___ PROVIDED RECORDS ___
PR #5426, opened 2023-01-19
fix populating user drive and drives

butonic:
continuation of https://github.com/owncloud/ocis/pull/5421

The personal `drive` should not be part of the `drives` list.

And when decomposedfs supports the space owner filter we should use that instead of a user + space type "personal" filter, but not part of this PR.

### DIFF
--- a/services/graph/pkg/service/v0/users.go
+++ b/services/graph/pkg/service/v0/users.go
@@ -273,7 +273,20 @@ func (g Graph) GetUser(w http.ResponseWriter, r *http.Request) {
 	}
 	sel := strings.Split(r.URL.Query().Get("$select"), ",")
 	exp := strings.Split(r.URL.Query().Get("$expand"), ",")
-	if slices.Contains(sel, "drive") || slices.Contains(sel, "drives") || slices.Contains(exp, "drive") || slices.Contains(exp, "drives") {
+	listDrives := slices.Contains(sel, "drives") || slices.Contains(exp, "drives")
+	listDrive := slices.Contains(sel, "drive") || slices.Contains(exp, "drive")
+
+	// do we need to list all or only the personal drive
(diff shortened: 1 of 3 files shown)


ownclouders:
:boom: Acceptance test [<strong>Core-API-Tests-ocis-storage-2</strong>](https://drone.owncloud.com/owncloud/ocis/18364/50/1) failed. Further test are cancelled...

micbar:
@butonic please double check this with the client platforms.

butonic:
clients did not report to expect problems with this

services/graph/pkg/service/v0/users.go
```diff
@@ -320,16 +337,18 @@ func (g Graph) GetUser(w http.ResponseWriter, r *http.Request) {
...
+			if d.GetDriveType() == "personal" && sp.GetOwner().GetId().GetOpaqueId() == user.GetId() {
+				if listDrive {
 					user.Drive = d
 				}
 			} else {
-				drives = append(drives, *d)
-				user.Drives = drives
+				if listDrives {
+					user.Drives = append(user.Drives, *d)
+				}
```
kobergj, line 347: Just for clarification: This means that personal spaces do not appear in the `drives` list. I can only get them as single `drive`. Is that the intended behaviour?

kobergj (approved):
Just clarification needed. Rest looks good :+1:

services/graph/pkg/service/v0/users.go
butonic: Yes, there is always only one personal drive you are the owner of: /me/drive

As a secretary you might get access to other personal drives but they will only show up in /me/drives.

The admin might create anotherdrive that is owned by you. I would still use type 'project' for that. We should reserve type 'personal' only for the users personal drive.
___
WHAT TO DO: Retype the material. Keep it exact.

EXERCISE RESPONSE:
PR #5426, opened 2023-01-19
fix populating user drive and drives

butonic:
continuation of https://github.com/owncloud/ocis/pull/5421

The personal `drive` should not be part of the `drives` list.

And when decomposedfs supports the space owner filter we should use that instead of a user + space type "personal" filter, but not part of this PR.

### DIFF
--- a/services/graph/pkg/service/v0/users.go
+++ b/services/graph/pkg/service/v0/users.go
@@ -273,7 +273,20 @@ func (g Graph) GetUser(w http.ResponseWriter, r *http.Request) {
 	}
 	sel := strings.Split(r.URL.Query().Get("$select"), ",")
 	exp := strings.Split(r.URL.Query().Get("$expand"), ",")
-	if slices.Contains(sel, "drive") || slices.Contains(sel, "drives") || slices.Contains(exp, "drive") || slices.Contains(exp, "drives") {
+	listDrives := slices.Contains(sel, "drives") || slices.Contains(exp, "drives")
+	listDrive := slices.Contains(sel, "drive") || slices.Contains(exp, "drive")
+
+	// do we need to list all or only the personal drive
(diff shortened: 1 of 3 files shown)


ownclouders:
:boom: Acceptance test [<strong>Core-API-Tests-ocis-storage-2</strong>](https://drone.owncloud.com/owncloud/ocis/18364/50/1) failed. Further test are cancelled...

micbar:
@butonic please double check this with the client platforms.

butonic:
clients did not report to expect problems with this

services/graph/pkg/service/v0/users.go
```diff
@@ -320,16 +337,18 @@ func (g Graph) GetUser(w http.ResponseWriter, r *http.Request) {
...
+			if d.GetDriveType() == "personal" && sp.GetOwner().GetId().GetOpaqueId() == user.GetId() {
+				if listDrive {
 					user.Drive = d
 				}
 			} else {
-				drives = append(drives, *d)
-				user.Drives = drives
+				if listDrives {
+					user.Drives = append(user.Drives, *d)
+				}
```
kobergj, line 347: Just for clarification: This means that personal spaces do not appear in the `drives` list. I can only get them as single `drive`. Is that the intended behaviour?

kobergj (approved):
Just clarification needed. Rest looks good :+1:

services/graph/pkg/service/v0/users.go
butonic: Yes, there is always only one personal drive you are the owner of: /me/drive

As a secretary you might get access to other personal drives but they will only show up in /me/drives.

The admin might create anotherdrive that is owned by you. I would still use type 'project' for that. We should reserve type 'personal' only for the users personal drive.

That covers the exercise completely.